If the reader can choke back the little bit of throw-up that rose to the tongue as he or she read that passage, he or she may continue to the disgraceful epilogue added to the book’s 2003 paperback edition: “Spider-Man at Ground Zero,” in which Wright outdoes himself with the following final paragraph:
Can comic books continue to balance escapism and relevance in this frightening post-9/11 world? Will superheroes still hold the power to stir our imaginations and inspire our dreams? I hope so. For we need them now more than ever. (293)

This is poorly executed political rhetoric, not responsible scholarship. Johns Hopkins should be ashamed.

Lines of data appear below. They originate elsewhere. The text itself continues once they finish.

PR #7076, opened 2020-12-12
[MU3] Don't show empty Inspector

Jojo-Schmitz:
for tremolos between notes if on tablature or not on half notes.
Also disable Inspector for system- and page breaks.

Resolves: issue discussed in the developers' chat on Telegram.

### DIFF
--- a/mscore/inspector/inspector.cpp
+++ b/mscore/inspector/inspector.cpp
@@ -320,14 +320,19 @@ void Inspector::update(Score* s)
                         case ElementType::LAYOUT_BREAK:
                               if (toLayoutBreak(element())->layoutBreakType() == LayoutBreak::Type::SECTION)
                                     ie = new InspectorSectionBreak(this);
+#if 0 // currently empty and such not needed
                               else
                                     ie = new InspectorBreak(this);
+#endif
                               break;
                         case ElementType::BEND:
                               ie = new InspectorBend(this);
                               break;
                         case ElementType::TREMOLO:
-                              ie = new InspectorTremolo(this);
+                              if (toTremolo(element())->customStyleApplicable())
+                                    ie = new InspectorTremolo(this);
+                              else
+                                    ie = new InspectorElement(this);
                               break;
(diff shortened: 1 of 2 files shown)


Howard-C:
Just do a `for` loop for all tremolos

Jojo-Schmitz:
> Just do a `for` loop for all tremolos

?

Jojo-Schmitz:
That's exactly the complication we agreed on to not be worth the effort, as far as understood, isn't is?

mscore/inspector/inspector.cpp
```diff
@@ -320,14 +320,17 @@ void Inspector::update(Score* s)
                         case ElementType::LAYOUT_BREAK:
                               if (toLayoutBreak(element())->layoutBreakType() == LayoutBreak::Type::SECTION)
                                     ie = new InspectorSectionBreak(this);
-                              else
-                                    ie = new InspectorBreak(this);
+                              //else
+                              //      ie = new InspectorBreak(this);  // currently enpty and such not needed
```
Asmatzaile, line 324: typo?

Jojo-Schmitz: yes

Jojo-Schmitz: fixed

Howard-C:
> That's exactly the added complexity we agreed on to not be worth the effort, as far as understood, isn't is?
> 
> Getting it to work on a list selection containing 'proper' and 'improper' elements would be relatively complex

Without the complex check it's still possible to get an empty section sometimes, unless you delete the same kind of check for the specific option in `InspectorTremolo::setElement()`

Jojo-Schmitz:
> it's still possible to get an empty section sometimes

How?

Howard-C:
If the first element is applicable but the second is not, the section would be shown, but due to the check in `InspectorTremolo::setElement()`, the style option is invisible, which is the only option

Jojo-Schmitz:
I see...

PR #6393, opened 2020-07-30
Manually merged #6090 to master

anatoly-os:
@dmitrio95 could you please take a look at the compilation error? That was pretty complex merging process that broke compilation, unfortunately.

Screenshot 2020-07-30 at 15 48 40

PR #6090, opened 2020-05-16
Instruments and channels API for plugins

dmitrio95:
There is no separate issue for this but there are numerous requests for functionality provided here across the forum (the list may be incomplete):
- https://musescore.org/en/node/294183
- https://musescore.org/en/node/295638 (partially)
- https://musescore.org/en/node/294858
- https://musescore.org/en/node/56916

Ability to append instruments to a score and manipulate some playback-related properties were present in MuseScore 2.X but have not yet been implemented in MuseScore 3. This PR implements a somewhat more complete version of that, providing an access to the entire instruments and channels structure which is currently used inside MuseScore. In addition to that, both to provide a link between elements and parts and to expose an ability to mute voices, `Staff` objects are also exposed to plugins in this pull request.

PR #7081, opened 2020-12-12
[MU4] Synchronize plugin API changes from 3.x branch

dmitrio95:
This PR contains most of plugin API changes that are present in 3.x branch but have not yet been merged to master. This includes changes from the following pull requests:
 - #6090
 - #6205
 - #6722

When rebasing those changes I had to fix the conflict mentioned in #6393. The solution in this PR simply ignores the fact that `Staff` has changed its place in the inheritance hierarchy. However, as I have mentioned in [this comment](https://github.com/musescore/MuseScore/pull/6393#issuecomment-666585959), this may need to be reconsidered at some point.

There are still yet not merged changes from #6868 and #6935 (and now potentially #7079). I didn't include them to this PR as those PRs are mostly not about plugin API changes and are better to be ported to MU4 separately.

I didn't manage to launch any plugins in a build from current master neither before nor after the changes in this PR so I wasn't able to test these changes. However this PR should make it easier to revive the plugins functionality available in 3.6 version if/when the time comes to do it.


dmitrio95:
Windows build seems to fail due to to the presence of [`small` definition](https://stackoverflow.com/a/27794577/6072926) in Windows headers. Not sure what exactly caused them to appear in the scope of libmscore headers, but I'll try to undefine them for now.

src/libmscore/sym.h
```diff
@@ -21,13 +21,30 @@
 #include "ft2build.h"
 #include FT_FREETYPE_H
 
+// Needs to be duplicated here and in style.h since moc doesn't handle macros from #include'd files
+#ifdef SCRIPT_INTERFACE
+#define BEGIN_QT_REGISTERED_ENUM(Name) \
```
igorkorsukov, line 26: It might be better to declare these definitions in one place (separate h file) and use them where necessary instead of duplicating them.

dmitrio95: I have tried including it from a separate file when working on #6205 but that didn't work for me. Therefore I have duplicated the macro and add the comment (two lines above) explaining that by `moc` not handling included files.

However I have just checked it again, and it turns out that I was wrong: `moc` does process included files, and the real issue here is just that `moc` doesn't get invoked for `style.h` and `sym.h` if this macro is moved out of these files. The reason is that `moc` invocations are handled by CMake automoc mechanism which detects the files to be processed by certain criteria including presence of macros like `Q_OBJECT` and `Q_GADGET`. As `style.h` and `sym.h` don't contain it except for this macro, automoc doesn't launch moc on those files if the macro is moved out of them.

With CMake versions newer than 3.10 this can be fixed by listing the name of this macro in [AUTOMOC_MACRO_NAMES](https://cmake.org/cmake/help/latest/prop_tgt/AUTOMOC_MACRO_NAMES.html) property. This indeed works but this solution seems to be applicable only for master branch (which currently requires CMake 3.16) but not for 3.x (which sets the minimum CMake version to 3.3). I have added a commit with `AUTOMOC_MACRO_NAMES` to this PR so these definitions are no longer duplicated here.

With older versions of CMake launching moc on these files seems to require either creating dummy classes with macros recognized by automoc (like it is done in [`types.h`](https://github.com/musescore/MuseScore/blob/1304cfd1309ed98c9516a8a5697ab80f19c699af/libmscore/types.h#L630-L634)) or manually listing the relevant headers in [`qt5-wrap-cpp`](https://doc.qt.io/qt-5/qtcore-cmake-qt5-wrap-cpp.html) macro, so I guess for the current 3.x branch there is no solution that would be much better than duplicating this macro.

PR #6065, opened 2020-05-09
Plugin API: add basic access to score style settings

dmitrio95:
Provides a basic access to score style settings to plugins. As discussed in [this issue](https://musescore.org/en/node/289326#comment-963145), this would be needed to implement some basic subset of Album feature which might be of use while the full implementation of Albums is not available. Still an access to score style settings should certainly be useful for many other applications.

As for the technical side, to avoid large changes involving moving or rewriting the entire `Sid` enum I added something similar to what has been used for some enumerations in 2.X: see https://github.com/musescore/MuseScore/commit/456c26e461651979623ca4ea4e6876b239c49559. Unlike the solution in the linked commit, the solution proposed here does not require massive formatting changes to the enumeration but only requires to wrap it inside two `BEGIN_QT_REGISTERED_ENUM` and `END_QT_REGISTERED_ENUM` macros. The downside of this implementation is that it doesn't really play well with forward declarations of enumerations but this doesn't seem to be a real issue in this case. Perhaps the same technique could be used in the future to work with some other large enumerations like `SymId` with meta-object system in a similar way.

PR #7082, opened 2020-12-13
[MU3] add transpose function to pluginAPI::score

Marr11317:
Resolves: No issue in tracker

Adds ability to transpose a score from plugin.

NOTE: I still cannot build Musescore on my PC, so I will test the generated artifacts when the CI outputs them.

### DIFF
--- a/libmscore/mscore.h
+++ b/libmscore/mscore.h
@@ -15,6 +15,7 @@
 
 #include "config.h"
 #include "style.h"
+#include "types.h"
 
 namespace Ms {
 
@@ -119,22 +120,6 @@ enum class BracketType : signed char {
 
 enum class PlaceText : char {
       AUTO, ABOVE, BELOW, LEFT
-      };
-
-//---------------------------------------------------------
-//   TransposeDirection
-//---------------------------------------------------------
-
-enum class TransposeDirection : char {
-      UP, DOWN, CLOSEST
-      };
-
-//---------------------------------------------------------
-//   TransposeMode
-//---------------------------------------------------------
-
-enum class TransposeMode : char {
-      TO_KEY, BY_INTERVAL, DIATONICALLY
       };
 
 //---------------------------------------------------------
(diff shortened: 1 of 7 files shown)


Jojo-Schmitz (changes requested):

dmitrio95:
The build fails because the enumerations used in `DECLARE_API_ENUM` declarations (`Ms::TransposeMode`, `Ms::TransposeDirection` and `Ms::Key`) are not registered to the Qt meta-object system and thus there is no `QMetaEnum` for them which can be used to obtain names of the corresponding enumerators. This can be fixed using one of the following approaches:
1. Move the enumeration to `types.h` file and add `Q_ENUM_NS` declaration for this enumeration (see, for example, 54c64e1603e32c4cb16cfd59a5d46e108a7aac47). Moving to `types.h` is needed since `Q_ENUM_NAMESPACE` needs to be in the file which contains `Q_NAMESPACE` declaration which cannot be added to more than one file in the same namespace, see [QTBUG-68611](https://bugreports.qt.io/browse/QTBUG-68611).
2. Put the enumeration to some class and register it to the meta-type system with `Q_ENUM` macro. This is something which I have implemented with `BEGIN_QT_REGISTERED_ENUM` and `END_QT_REGISTERED_ENUM` macros in #6065 and #6205. Due to Qt moc limitations, those macros need to be duplicated across files which doesn't make it a good solution either. I used it in those cases since the relevant enumerations contain large number of elements and are relatively often changed in the process of MuseScore development (so moving the enumerations would make it more difficult to track changes history and do a rebase when necessary), but it may not worth it for smaller enumerations like those touched in this PR.

Of course, there may possibly be other solutions, I just listed those which are currently being used for that purpose.

Jojo-Schmitz:
Seems the `Ms::Key` is lacking that
```
      ///.\{
      ...
      ///.\}
```
'decorations', might that be the cause for the build failure?

dmitrio95:
Yes, `Key` also needs the same treatment as the other two enums.

The `///.\{`-`///.\}` thing is needed to make Doxygen display all enumeration's members in the generated documentation without having to document them all manually. Doxygen somehow doesn't display enum members which don't have documentation, but writing documentation for all of them often doesn't make sense (especially if such documentation would be trivial as enumerators names are already self-describing). So this thing exploits [`DISTRIBUTE_GROUP_DOC`](https://www.doxygen.nl/manual/config.html#cfg_distribute_group_doc) Doxygen option to add an empty documentation to all members of the enumeration so they all get listed in tables like [this one](https://musescore.github.io/MuseScore_PluginAPI_Docs/plugins/html/namespace_ms.html#a16b11be27a8e9362dd122c4d879e01ae). So this is needed just to get enumerators displayed in the documentation correctly, and this can be achieved without that by adding documentation comments to all of the enumerators.

Jojo-Schmitz:
why?

Marr11317:
I'll wait for the plugin api to be ported to the 4.x codebase before reworking on it.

Within this gross epilogue lie a few pages of further details about post-1980 comics, addenda of the “oh yeah I forgot to mention…” variety. It’s a shoddy patchwork applied to a textual boat that, someone must have informed Wright, was taking on water at an alarming rate, and it serves only to remind the informed reader at the end of his or her long slog just how incompetent Wright’s survey has been. The epilogue contains the book’s only references to such crucial comics events as The Sandman and even the existence of Dark Horse Comics and Image Comics. Of the latter companies we read nothing about creators’ rights, only a brief list of licensed movie characters; the former, Neil Gaiman’s magnum opus, we learn, “epitomized recent comic book culture at its best and its most frustrating” (the reader can sense Wright narrowly avoiding yet another repetition of his meaningless insult of choice, “self-indulgent”). Wright’s statement that The Sandman “went relatively unnoticed by the mainstream” is every bit as bewildering any theoretical approach to understanding meaning. And the informed reader of his book will find his omission or denigration of any comic that doesn’t offer simplistic and formulaic stories of heroism and villainry to be every bit as tedious.